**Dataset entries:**
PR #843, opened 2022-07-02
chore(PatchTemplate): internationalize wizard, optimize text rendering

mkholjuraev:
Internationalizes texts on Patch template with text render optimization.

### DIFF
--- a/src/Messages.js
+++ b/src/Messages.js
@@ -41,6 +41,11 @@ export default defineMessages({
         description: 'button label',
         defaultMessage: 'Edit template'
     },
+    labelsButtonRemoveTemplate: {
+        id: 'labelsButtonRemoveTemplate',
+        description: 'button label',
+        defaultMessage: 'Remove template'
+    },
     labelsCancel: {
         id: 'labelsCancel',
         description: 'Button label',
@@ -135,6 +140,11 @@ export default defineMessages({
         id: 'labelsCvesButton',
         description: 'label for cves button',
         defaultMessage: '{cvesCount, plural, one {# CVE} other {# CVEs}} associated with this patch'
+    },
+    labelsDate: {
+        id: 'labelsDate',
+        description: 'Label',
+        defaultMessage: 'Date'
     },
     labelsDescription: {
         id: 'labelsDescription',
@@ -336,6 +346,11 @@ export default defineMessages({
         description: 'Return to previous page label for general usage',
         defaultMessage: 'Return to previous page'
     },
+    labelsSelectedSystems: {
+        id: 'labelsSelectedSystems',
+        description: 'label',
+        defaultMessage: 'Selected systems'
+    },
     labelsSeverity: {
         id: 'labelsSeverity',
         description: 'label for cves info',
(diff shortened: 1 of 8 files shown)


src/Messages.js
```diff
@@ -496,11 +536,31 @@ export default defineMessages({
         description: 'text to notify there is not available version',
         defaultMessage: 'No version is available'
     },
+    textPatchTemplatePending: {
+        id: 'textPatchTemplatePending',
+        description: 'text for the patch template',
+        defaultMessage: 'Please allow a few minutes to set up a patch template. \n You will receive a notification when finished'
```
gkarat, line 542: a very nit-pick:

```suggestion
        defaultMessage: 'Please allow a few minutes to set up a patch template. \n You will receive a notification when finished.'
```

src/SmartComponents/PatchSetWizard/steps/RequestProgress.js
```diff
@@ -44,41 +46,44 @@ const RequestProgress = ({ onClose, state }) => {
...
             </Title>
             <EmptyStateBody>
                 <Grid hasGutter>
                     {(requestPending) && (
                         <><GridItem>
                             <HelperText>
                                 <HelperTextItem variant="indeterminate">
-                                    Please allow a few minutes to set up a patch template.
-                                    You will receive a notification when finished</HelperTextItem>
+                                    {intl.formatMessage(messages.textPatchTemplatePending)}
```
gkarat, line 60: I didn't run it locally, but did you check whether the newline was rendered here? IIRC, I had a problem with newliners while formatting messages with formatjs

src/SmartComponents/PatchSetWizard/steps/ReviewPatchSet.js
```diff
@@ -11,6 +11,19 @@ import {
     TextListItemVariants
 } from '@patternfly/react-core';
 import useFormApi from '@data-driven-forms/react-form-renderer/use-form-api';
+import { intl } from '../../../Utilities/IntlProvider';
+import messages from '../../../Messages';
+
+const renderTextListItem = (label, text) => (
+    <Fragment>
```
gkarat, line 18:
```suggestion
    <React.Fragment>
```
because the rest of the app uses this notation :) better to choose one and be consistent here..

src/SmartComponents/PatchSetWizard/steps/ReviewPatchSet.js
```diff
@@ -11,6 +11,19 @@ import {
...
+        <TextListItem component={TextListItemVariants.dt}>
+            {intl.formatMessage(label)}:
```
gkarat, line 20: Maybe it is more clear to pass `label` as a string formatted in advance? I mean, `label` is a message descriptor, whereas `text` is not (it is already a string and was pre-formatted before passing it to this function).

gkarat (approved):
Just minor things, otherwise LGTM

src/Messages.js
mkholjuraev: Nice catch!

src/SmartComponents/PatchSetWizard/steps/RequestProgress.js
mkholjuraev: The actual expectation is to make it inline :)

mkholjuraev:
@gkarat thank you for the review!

* * *

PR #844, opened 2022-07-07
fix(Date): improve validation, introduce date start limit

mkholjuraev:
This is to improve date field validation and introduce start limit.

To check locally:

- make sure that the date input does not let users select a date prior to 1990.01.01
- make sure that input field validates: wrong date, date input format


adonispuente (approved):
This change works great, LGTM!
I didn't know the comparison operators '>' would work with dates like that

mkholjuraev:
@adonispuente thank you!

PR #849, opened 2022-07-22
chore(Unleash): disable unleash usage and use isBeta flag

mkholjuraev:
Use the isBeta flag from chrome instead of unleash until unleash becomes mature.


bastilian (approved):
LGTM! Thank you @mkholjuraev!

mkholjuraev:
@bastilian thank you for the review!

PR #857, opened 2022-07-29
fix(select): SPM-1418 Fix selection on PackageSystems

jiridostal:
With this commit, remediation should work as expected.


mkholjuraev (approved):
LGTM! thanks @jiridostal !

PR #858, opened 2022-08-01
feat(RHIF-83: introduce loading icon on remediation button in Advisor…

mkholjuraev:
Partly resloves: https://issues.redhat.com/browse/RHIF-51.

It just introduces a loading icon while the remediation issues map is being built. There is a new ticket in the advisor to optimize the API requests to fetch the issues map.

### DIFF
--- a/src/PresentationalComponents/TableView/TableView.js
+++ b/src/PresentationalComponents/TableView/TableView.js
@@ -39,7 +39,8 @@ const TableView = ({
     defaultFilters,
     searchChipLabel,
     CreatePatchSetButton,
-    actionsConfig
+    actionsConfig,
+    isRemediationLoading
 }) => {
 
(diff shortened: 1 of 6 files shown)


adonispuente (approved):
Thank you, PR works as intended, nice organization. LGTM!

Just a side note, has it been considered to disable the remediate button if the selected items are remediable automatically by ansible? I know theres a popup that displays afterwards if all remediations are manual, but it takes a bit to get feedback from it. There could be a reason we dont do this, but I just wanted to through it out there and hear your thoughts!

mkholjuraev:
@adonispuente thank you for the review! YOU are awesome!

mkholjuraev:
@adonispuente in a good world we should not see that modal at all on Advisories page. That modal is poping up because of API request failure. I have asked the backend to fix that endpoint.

**YOUR OBJECTIVE:**
Out of the records above, pull the lines that include the word "labelsSelectedSystems".

**SOLUTION TO THIS PROBLEM:**
+    labelsSelectedSystems: {
+        id: 'labelsSelectedSystems',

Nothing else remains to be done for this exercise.